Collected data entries
[Start of Attachment]

PR #2706, opened 2026-06-02
Update VITest

zac-photon:
VI Test needs a version bump.

### DIFF
--- a/package-lock.json
+++ b/package-lock.json
@@ -3152,6 +3152,74 @@
         "node": ">=18.0.0"
       }
     },
+    "node_modules/@esbuild/aix-ppc64": {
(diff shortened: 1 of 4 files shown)


package-lock.json
```diff
@@ -133,7 +132,7 @@
         "vite-plugin-dts": "^4.5.4",
         "vite-plugin-solid": "2.11.6",
         "vite-tsconfig-paths": "^5.1.4",
-        "vitest": "^3.2.4",
```
zac-photon, line 136: Not sure why it was in here twice but fixing that too.

jakefromphoton (approved):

[End of Attachment]

Without changing a single character, repeat each record.

PR #2706, opened 2026-06-02
Update VITest

zac-photon:
VI Test needs a version bump.

### DIFF
--- a/package-lock.json
+++ b/package-lock.json
@@ -3152,6 +3152,74 @@
         "node": ">=18.0.0"
       }
     },
+    "node_modules/@esbuild/aix-ppc64": {
(diff shortened: 1 of 4 files shown)


package-lock.json
```diff
@@ -133,7 +132,7 @@
         "vite-plugin-dts": "^4.5.4",
         "vite-plugin-solid": "2.11.6",
         "vite-tsconfig-paths": "^5.1.4",
-        "vitest": "^3.2.4",
```
zac-photon, line 136: Not sure why it was in here twice but fixing that too.

jakefromphoton (approved):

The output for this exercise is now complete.